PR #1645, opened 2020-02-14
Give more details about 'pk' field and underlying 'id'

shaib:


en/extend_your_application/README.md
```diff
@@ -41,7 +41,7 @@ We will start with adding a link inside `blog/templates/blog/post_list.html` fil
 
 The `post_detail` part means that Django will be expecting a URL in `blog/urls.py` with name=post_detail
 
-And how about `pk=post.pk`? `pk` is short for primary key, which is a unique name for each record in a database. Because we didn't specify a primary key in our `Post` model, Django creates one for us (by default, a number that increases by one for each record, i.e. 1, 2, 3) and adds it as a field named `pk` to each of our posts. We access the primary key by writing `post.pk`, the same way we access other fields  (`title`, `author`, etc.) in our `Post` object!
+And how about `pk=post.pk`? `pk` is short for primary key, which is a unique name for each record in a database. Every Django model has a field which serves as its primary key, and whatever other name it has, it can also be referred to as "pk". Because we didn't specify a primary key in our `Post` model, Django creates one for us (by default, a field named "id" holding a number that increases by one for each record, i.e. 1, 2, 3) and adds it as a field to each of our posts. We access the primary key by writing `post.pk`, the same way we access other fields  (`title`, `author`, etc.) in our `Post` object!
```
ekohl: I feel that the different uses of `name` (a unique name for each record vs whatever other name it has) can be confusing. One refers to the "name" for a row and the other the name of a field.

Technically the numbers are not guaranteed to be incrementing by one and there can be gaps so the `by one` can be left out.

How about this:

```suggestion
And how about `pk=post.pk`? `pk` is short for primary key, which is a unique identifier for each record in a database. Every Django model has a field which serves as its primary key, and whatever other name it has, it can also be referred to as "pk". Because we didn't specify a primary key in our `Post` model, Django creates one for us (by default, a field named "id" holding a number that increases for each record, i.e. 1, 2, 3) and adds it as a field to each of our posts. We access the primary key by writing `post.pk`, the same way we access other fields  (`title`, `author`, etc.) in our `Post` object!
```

○ ○ ○

**EXERCISE REQUIREMENTS:** What you return must match the records exactly, down to the last line.

**TASK RESULT:**
PR #1645, opened 2020-02-14
Give more details about 'pk' field and underlying 'id'

shaib:


en/extend_your_application/README.md
```diff
@@ -41,7 +41,7 @@ We will start with adding a link inside `blog/templates/blog/post_list.html` fil
 
 The `post_detail` part means that Django will be expecting a URL in `blog/urls.py` with name=post_detail
 
-And how about `pk=post.pk`? `pk` is short for primary key, which is a unique name for each record in a database. Because we didn't specify a primary key in our `Post` model, Django creates one for us (by default, a number that increases by one for each record, i.e. 1, 2, 3) and adds it as a field named `pk` to each of our posts. We access the primary key by writing `post.pk`, the same way we access other fields  (`title`, `author`, etc.) in our `Post` object!
+And how about `pk=post.pk`? `pk` is short for primary key, which is a unique name for each record in a database. Every Django model has a field which serves as its primary key, and whatever other name it has, it can also be referred to as "pk". Because we didn't specify a primary key in our `Post` model, Django creates one for us (by default, a field named "id" holding a number that increases by one for each record, i.e. 1, 2, 3) and adds it as a field to each of our posts. We access the primary key by writing `post.pk`, the same way we access other fields  (`title`, `author`, etc.) in our `Post` object!
```
ekohl: I feel that the different uses of `name` (a unique name for each record vs whatever other name it has) can be confusing. One refers to the "name" for a row and the other the name of a field.

Technically the numbers are not guaranteed to be incrementing by one and there can be gaps so the `by one` can be left out.

How about this:

```suggestion
And how about `pk=post.pk`? `pk` is short for primary key, which is a unique identifier for each record in a database. Every Django model has a field which serves as its primary key, and whatever other name it has, it can also be referred to as "pk". Because we didn't specify a primary key in our `Post` model, Django creates one for us (by default, a field named "id" holding a number that increases for each record, i.e. 1, 2, 3) and adds it as a field to each of our posts. We access the primary key by writing `post.pk`, the same way we access other fields  (`title`, `author`, etc.) in our `Post` object!
```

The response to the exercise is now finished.